Desde entonces han transcurrido cuarenta años, traducidos en quince novelas, con títulos inolvidables como Muerte de un forense, La calavera bajo la piel o No apto para mujeres. A lo largo de este tiempo P. D. James se “ha ganado” dos títulos, el de baronesa, que le concediera la reina de Inglaterra y el de la gran dama del crimen, otorgado por los lectores. Nombres como los de Minnete Walters o Ruth Rendell han irrumpido con fuerza en el género policíaco, pero ninguna de ellas ha logrado su popularidad y calidad.
En Muerte en el seminario encontramos a una P. D. James ya octogenaria que no ha perdido un ápice de su capacidad narradora, de la exquisitez de su estilo, la imaginación o la solidez de sus personajes. El lector vuelve a encontrarse con un viejo conocido, el detective de Scotland Yard Adam Dalgliesh, que logrará resolver uno de los casos más complicados de su ya dilatada carrera.

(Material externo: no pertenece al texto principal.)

PR #201, opened 2019-10-24
HouseKeeping: Moved errors to one place

ajaymathur:
Moved `ExitError` and `ValidationError` out from cli and config package respectively and updated the usage.

### DIFF
--- a/packages/errors/src/index.ts
+++ b/packages/errors/src/index.ts
@@ -1,15 +1,19 @@
 import ExtendableError from "extendable-error";
 
 export class GitError extends ExtendableError {
-  constructor(public code: number, message: string) {
+  code: number;
+  constructor(code: number, message: string) {
     super(`${message}, exit code: ${code}`);
+    this.code = code;
   }
 }
 
 export class ValidationError extends ExtendableError {}
 
 export class ExitError extends ExtendableError {
-  constructor(public code: number) {
+  code: number;
+  constructor(code: number) {
     super(`The process exited with code: ${code}`);
+    this.code = code;
   }
 }
--- a/packages/errors/src/index.ts
+++ b/packages/errors/src/index.ts
@@ -3,3 +3,15 @@ export class GitError extends Error {
     super(`Error: Git - ${message}, exit code: ${exitCode}`);
   }
 }
+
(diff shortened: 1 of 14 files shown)


packages/errors/src/index.ts
```diff
@@ -3,3 +3,15 @@ export class GitError extends Error {
...
 }
+
+export class ValidationError extends Error {
+  constructor(message: string) {
+    super(`Validation Error: ${message}`);
+  }
+}
+
+export class ExitError extends Error {
+  constructor(public code: number) {
```
mitchellhamilton: TIL about this syntax, thanks!

packages/errors/src/index.ts
```diff
@@ -3,3 +3,15 @@ export class GitError extends Error {
     super(`Error: Git - ${message}, exit code: ${exitCode}`);
   }
 }
+
+export class ValidationError extends Error {
+  constructor(message: string) {
+    super(`Validation Error: ${message}`);
```
mitchellhamilton: I'd rather have it pass the message directly because either one of two things will happen with the error, the error will be handled specially and some code can make it say that it's a validation error or the error will be logged and the name of error will be shown.

```suggestion
    super(message);
```

ajaymathur: Hey @mitchellhamilton, 

If I follow your recommendation correctly it is because if we catch the error and log it, We don't want say it is validation error right?

Example:

```
try {
  throw new ValidationError('Something something')
} catch (err) {
  /**
  * Will logging `Validation Error: Something something` be useful or `Something 
  * something`
  **/
  console.log(err);
}
```

ajaymathur:
Strange the tests for failing in CI but pass in local.

packages/errors/src/index.ts
```diff
@@ -1,15 +1,19 @@
 import ExtendableError from "extendable-error";
 
 export class GitError extends ExtendableError {
-  constructor(public code: number, message: string) {
+  code: number;
+  constructor(code: number, message: string) {
```
ajaymathur: Wondering why did this happen. We can look at it later. 🙂

Issue #193, opened 2019-10-14
When setting `access` - respect package-specific config


Noviny:
I don't explicitly know this doesn't work, but we should validate it's fine, or 'fix' it.

## Problem

Currently `access` is set on all publishes, meaning a repo probably can't have both `public` and `restricted` packages (needs actual verification that this will go wrong as well, but I think it should)

## Proposed Solution

The publish command should check if `publishConfig.access` is set in each workspace's `package.json` and then respect the package config over the changeset config.

Andarist:
I'll try to investigate this in the following days and prepare a fix if needed.

PR #203, opened 2019-10-25
fix access to not use wrong names

Noviny:
Coupla things on this PR:

- this might be a breaking change to `config` and `types` - I just don't wanna. My argument on it not being is that the previous state was genuinely in error (a patch). I think this is pragmatically fine.
- Nothing actually failed to work as intended previously. If you passed `--access="private"` to npm, it ignored the flag and did the default option, which was restricted. :badpokerface:
- I added an option to make individual packages have their own `access` field. Note that npm's regular publish does not respect this field. I was unsure whether to a) just not implement this feature and only allow the global access (@Andarist I believe you had a use-case for this though), b) nest this so it's `changesets: { access: "restricted" }`.

### DIFF
--- a/.changeset/proud-rings-appear.md
+++ b/.changeset/proud-rings-appear.md
@@ -1,0 +1,17 @@
+---
+"@changesets/apply-release-plan": patch
+"@changesets/cli": patch
+"@changesets/config": patch
+"get-workspaces": patch
+"@changesets/types": patch
+---
+
+Correctly handle the 'access' flag for packages
+
+This is a patch, but it's a pretty big one, and I'm pretty 😳 about it. Previously, we had access as "public" or "private", access "private" isn't valid. This was a confusino because there are three states for publishing a package:
+
+- `private: true` - the package will not be published to npm (worked)
+- `access: public` - the package will be publicly published to npm (even if it uses a scope) (worked)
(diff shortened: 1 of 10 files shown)


Noviny:
Fixes #193

emmatown (commented):
Code changes look good to me but I’m not totally sure about making this a patch since this means any project that has access: private in their config (which is the default) will throw an error which feels not good.

Maybe we should not error in config if the value is private and instead normalise it (and maybe log a warning)?

Andarist:
I was actually working on fixing #193 - just didn't have time to test it properly:
https://github.com/Andarist/changesets/commit/82c83baf019720cb3289cf460df05a4b6e150056

I was thinking about using standard publishConfig field for reading this info - wondering why this was not chosen here.

Noviny:
Oh sorry! Didn't mean to to-tread. Happy to wait for your fix. And you're right, we should use publishConfig instead of just `--access`

Andarist:
> Oh sorry! Didn't mean to to-tread.

No worries, I didn't communicate it well to indicate that I've started working on it.

> Happy to wait for your fix. And you're right, we should use publishConfig instead of just --access

Gonna combine my changes with yours and prepare a followup PR to this one later today.

Noviny:
Closing in favour of #204

PR #204, opened 2019-10-25
Respect per-package package.json publishConfig.access

### LINKED ISSUE #193: When setting `access` - respect package-specific config

Andarist:
fixes #193
closes #203 
is combination of #203 and https://github.com/Andarist/changesets/commit/82c83baf019720cb3289cf460df05a4b6e150056

### DIFF
--- a/packages/config/src/index.ts
+++ b/packages/config/src/index.ts
@@ -1,6 +1,7 @@
 import * as fs from "fs-extra";
 import path from "path";
 import { ValidationError } from "@changesets/errors";
+import { warn } from "@changesets/logger";
 import { Config, WrittenConfig, Workspace } from "@changesets/types";
 import packageJson from "../package.json";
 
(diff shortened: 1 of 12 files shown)


packages/config/src/index.ts
```diff
@@ -57,15 +57,15 @@ export let parse = (
 
   if (
     json.access !== undefined &&
-    json.access !== "private" &&
+    json.access !== "restricted" &&
     json.access !== "public"
```
mitchellhamilton: We should still allow `access === "private"` so that the old default config isn't broken but let's normalize it to restricted and log a warning.

Andarist: ok, I've added handling of this

Noviny:
I think this is good to merge. I'm tempted to merge it despite failing coverage goals, but would be great not to degrade coverage. lmk what you want to do.

Andarist:
I'm afraid I won't be able to work on increasing the coverage in the following days.

PR #206, opened 2019-10-30
Initial attempt at words

Noviny:
Pls excuse me I think the words are still wrong, but wanted to get this up for discussion


docs/dictionary.md
```diff
@@ -24,6 +24,9 @@ Several of these have associated type definitions, which you can find in [our ty
...
 - **release** - The combination of versioning and publishing a package or packages which may include a build process before publishing
+- **prereleases** - A pre-release is a release that uses a tag, and is not published as `latest` on npm. This is designed for when you want to share code, but are not yet ready for it to be the main package used by everyone. Pre-releases for packages are common, but pre-releases within a monorepo presents unique problems. You can see our exhaustive pre-release documentation [in our prereleases documentation](./preleases.md). In addition, there are two different approaches to pre-releases which are defined for use separately.
+- **RC prerelease** - An RC prerelease is done before an intended important release, likely a major release. It includes semver information about what the next intended release version is, a tag, and an iterated number for the prerelease. The output of this is intended to be committed, and then further work done on the branch. RC prereleases are always published to the `next` tag on npm
```
mitchellhamilton: We should probably say that RC means release candidate somewhere

> RC prereleases are always published to the `next` tag on npm

This isn't true, that's what I've been using as an example but the tag that is in the version is what's used for the npm dist tag

mitchellhamilton:
There should probably be examples of what the versions look like for snapshot and RC

docs/dictionary.md
Noviny: I guess ambiguity, but I was assuming if you do `yarn upgrade pkgName@next` you always get the latest RC, rather than the tag is always next. Is this also false?

mitchellhamilton: If you do `yarn upgrade pkgName@next`, you'll get the latest RC on the `next` tag. If you had another pre-release line with the tag `alpha`, it would be available on the `alpha` dist tag.

Issue #211, opened 2019-11-02
get-github-info returning a single links.user


Andarist:
## Problem

I've noticed that this returns a single user - the one that has last touched the changeset file. Ideally, it would return either:
- original author
- all users responsible for a particular changeset

Noviny:
Thanks! This makes sense to me as a thing to fix. I'd probably err for original author (definitely preferable to last person to modify the file)

Probably returning all responsible people in chronological order makes the most sense, and then a person writing the release line generator can set up their desired behaviour for the info.

Andarist:
Just to give this some context - I've just changed a changeset type from minor to patch and thus the change got attributed completely to me (original author being completely lost).

Andarist:
@mitchellhamilton I see you have merged a PR addressing this, was it a full or partial fix for this? Can this issue be closed?

mitchellhamilton:
It fixed it to return the original author and we're probably not going to do the all users responsible for a changeset because that raises a lot more questions so yes, let's close this.

Andarist:
That's totally fine, a single user is most often better. 

There is still a problem with the used approach though - a changeset should be attributed to change author, not the changeset author. And from what I understand you check for the latter. I understand that retrieving a change author is tricky - but maybe something could be done to at least handle this for cases when changesets are created as part of a PR (and not when added directly on the stable branch). Additionally, a frontmatter could support specifying the author somehow.

PR #216, opened 2019-11-04
Get commit that adds a file rather than the one that last modified it

mitchellhamilton:
This addresses the main case from #211

### DIFF
--- a/packages/git/src/index.ts
+++ b/packages/git/src/index.ts
@@ -54,12 +54,10 @@ async function tag(tagStr: string, cwd: string) {
 async function getCommitThatAddsFile(gitPath: string, cwd: string) {
   const gitCmd = await spawn(
     "git",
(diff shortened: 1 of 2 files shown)


packages/git/src/index.ts
```diff
@@ -54,12 +54,10 @@ async function tag(tagStr: string, cwd: string) {
 async function getCommitThatAddsFile(gitPath: string, cwd: string) {
   const gitCmd = await spawn(
     "git",
-    ["log", "--reverse", "--max-count=1", "--pretty=format:%h", "-p", gitPath],
+    ["log", "--diff-filter=A", "--max-count=1", "--pretty=format:%h", gitPath],
     { cwd }
   );
-  // For reasons I do not understand, passing pretty format through this is not working
-  // The slice below is aimed at achieving the same thing.
```
mitchellhamilton: If you're curious why this wasn't working, it's because we were passing `-p`

PR #221, opened 2019-11-07
--since option for status, baseBranch config option, read v1 changesets from @changesets/read and make uncommitted things show up in changed packages and with --since in status

### LINKED ISSUE #169: New packages don't show up in changed packages

### LINKED ISSUE #191: Update sinceMaster flag to allow setting branches
## Problem

If you are running releases off a release branch instead of master, you can get changesets since `my-branch`, as we explicitly only have a `--sinceMaster` flag.

## Proposed solution

- Expose the function in `@changesets/git` that takes a branch name (which the `sinceMaster` version is using under the hood)
- Add a `branch` option as a string to places which are using `sinceMaster` currently
- Add error handling around if the specified branch doesn't exist
- Add `--branch=...` to `changeset status`

## Deprecating `--sinceMaster`

I'll be honest, this flag always rubbed me the wrong way and it would be great to deprecate it. This can be two-stepped:

- Add deprecation warnings to usages of `sinceMaster` to the PR that adds `branch`
- Open a new PR with label `breaking` which removes `sinceMaster` (to be merged next time we are ready for a breaking release)

### LINKED ISSUE #192: when checking `sinceMaster`, include new changesets
## Problem

Currently, when you run `changeset status --sinceMaster` and you have uncommitted changesets, it missed them. This is a bit frowny face as a new common use-case is add a changeset, check what that releases.

## Proposed solution

Also check for unstaged + uncommitted files

### LINKED ISSUE #219: Configure a branch other than master to use as base
## Affected Packages

`@changesets/cli`

## Problem

When I run `yarn changeset` it tells me that *all* of my packages have changed and require a changeset. In reality, only some of them have changed. The root cause of this is that we use `dev` as our base branch name, rather than `master`. As such, when changesets calls `getMasterRef` it finds a ref from a very long time ago, which is where our `master` branch happens to be.

## Proposed solution

Allow the user to specify a `baseBranch` in `.changeset/config.json`, which defaults to `master`.

mitchellhamilton:
Closes #219 
Closes #191
Closes #169 
Closes #192 

I partially wanted @changesets/read to read old changesets so that status works with old changesets and partially so I can use it in the release action.

I also did some misc refactoring as I came across things.

(Sorry for the huge PR)


packages/cli/src/utils/getChangesetBase.ts
```diff
@@ -1,15 +0,0 @@
...
-  if (!projectDir) {
-    throw new Error("Could not find project directory");
-  }
-  return projectDir;
-}
-
-export default async function getChangesetBase(cwd: string) {
-  const dir = await getProjectDirectory(cwd);
-  return path.resolve(dir, ".changeset");
-}
```
mitchellhamilton: The rationale behind removing getChangesetBase is that we inconsistently use `pkg-dir` and it isn't really useful for us so we might as well get rid of it and if we don't need `pkg-dir`, we might as well get rid of getChangesetBase since `path.resolve(cwd, ".changeset")` is easier than importing this.

packages/cli/src/commands/add/index.ts
```diff
@@ -9,26 +8,14 @@ import { Config } from "@changesets/types";
...
 import printConfirmationMessage from "./messages";
 
 export default async function add(
   cwd: string,
   { empty }: { empty?: boolean },
   config: Config
 ) {
-  const changesetBase = await getChangesetBase(cwd);
-
-  if (!fs.existsSync(changesetBase)) {
```
jamiekyle-eb: I don't understand why these warnings were removed

mitchellhamilton: They weren't removed, they were moved so that they run on all commands(except init) instead of only the add command

packages/cli/src/commands/status/index.ts
```diff
@@ -15,13 +15,28 @@ export default async function getStatus(
...
-  }: { sinceMaster?: boolean; verbose?: boolean; output?: string },
+  }: {
+    sinceMaster?: boolean;
+    since?: string;
+    verbose?: boolean;
+    output?: string;
+  },
   config: Config
 ) {
-  // TODO: Check if we are no master and give a different error message if we are
```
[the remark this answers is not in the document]
mitchellhamilton: I feel like there could be a case where you want `--since=master` while on master because it will now include unstaged changes. Also, there's the problem of how do we know what kind of git ref we're on, I assume we could check if a given string is a branch but idk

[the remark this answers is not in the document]
Noviny: Since we're thoroughly in git world, I think it's fine to do something like`git rev-parse --abbrev-ref HEAD` and then `if (config.since === currentRef)` - erroring out might be too strong, but I wouldn't mind logging a warning at least.

PR #232, opened 2019-12-21
Following conventional commits

harrysolovay:
Related to [changesets/action issue 10](https://github.com/changesets/action/issues/10):

I edited the commit message to reflect the conventional commits standard (and am about to submit [a similar PR](https://github.com/changesets/action/pull/12) to [changesets/action](https://github.com/changesets/action)). I believe this will better satisfy users who already abide by the conventional commits standard. For those who don’t, it would be wonderful if there was a way to template different commit messages. If / when you are ready to think about adding that kind of pluggability, here’re my thoughts:

I’m partial to adding a `commitMessageTemplate` field to the `.changeset/config.json`, which could resemble a tagged template. I’m imagining something along these lines:

```diff
{
  "$schema": "https://unpkg.com/@changesets/config@0.3.0/schema.json",
  "changelog": "@changesets/cli/changelog",
  "commit": true,
+ “commitMessage”: “${type}(${scope}): ${description}”,
  "linked": [],
  "access": "restricted",
  "baseBranch": "master"
}
```

I don’t want to come off as pushy. Please take all of this with a grain of salt. And thanks for considering this change.


Noviny:
Hey! Thanks for patience over holidays. I think this is fine to merge (along with the change to the action). Will try and get this out later this week.

If you can update the PRs, that would be amazing, otherwise I'll take care of that.

harrysolovay:
@Noviny great, thank you! Just updated the branch :)

PR #236, opened 2020-01-02
Basic pnpm support

Andarist:
This partially addresses https://github.com/atlassian/changesets/issues/210 

This is basic support for pnpm - it seems that pnpm supports also `package.json5` and `package.yaml` (instead of package.json) and this is not covered by this PR. 

I was looking at reusing [`@pnpm/find-workspace-packages`](https://github.com/pnpm/pnpm/tree/master/packages/find-workspace-packages) but it supports those extra package.json-like files and that wouldnt work with current `pkgJsonsMissingNameField` check included in `get-workspaces` (and I didnt want to touch this right now). At the moment it also (that [`@pnpm/find-workspace-packages`](https://github.com/pnpm/pnpm/tree/master/packages/find-workspace-packages)) does some extra validations etc and those seemed a little bit unnecessary for us here. It's always possible to switch to that package in the future when you start to duplicate more & more logic from it.


.changeset/hungry-guests-divide.md
```diff
@@ -0,0 +1,5 @@
+---
+"@changesets/cli": minor
+---
+
+When in pnpm-managed project use pnpm for publishing.
```
Andarist: This is needed because pnpm does some extra stuff beyond basic npm publish (it might change content of the packed tarball a little bit - for example to include root LICENSE in a published workspace package).

Andarist:
> I'm a little bit worried about using pnpm publish because it means our rule is "we use npm to do publishing except if you're using pnpm where we'll use pnpm but we don't do that for yarn or bolt" which seems not great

Uno de los internos del seminario anglicano de Saint Anselm, Ronald Treeves, ha aparecido muerto bajo un montón de arena. Accidente o suicidio, el acontecimiento se habría olvidado si Sir Alred Treeves, el padrastro de Ronald, no hubiera sido un influyente industrial que desea llegar al final del asunto. Adam Dalgliesh acepta el caso en la ilusión de comenzar unas vacaciones. Pero todo se complica con el asesinato del archidiácono Matthew Crampton. ésta es la trama inicial a partir de la cual se desarrolla la compleja resolución de las muertes y los motivos.
Como la propia autora, el Dalgliesh que conocemos ahora resulta mucho más completo. Recordamos al Dalgliesh de, por ejemplo, Mortaja para un ruiseñor (1971), cerebral, imaginativo y resolutivo. Las características definitorias del actual serían la reflexión, la humanidad e incluso sus propias incertidumbres, pues en ninguna otra obra le ha interesado tanto a P. D. James el componente psicológico de sus personajes en general y de Dalgliesh en particular. Sin perder en ningún momento el hilo conductor de la acción, la resolución de las muertes, la autora nos introduce en el mundo interior de los personajes. Aunque tal vez esa especie de declaración final sobre las bondades del hombre virtuoso, en el breve libro cuarto, Un final y un principio, resulte un tanto sentimental.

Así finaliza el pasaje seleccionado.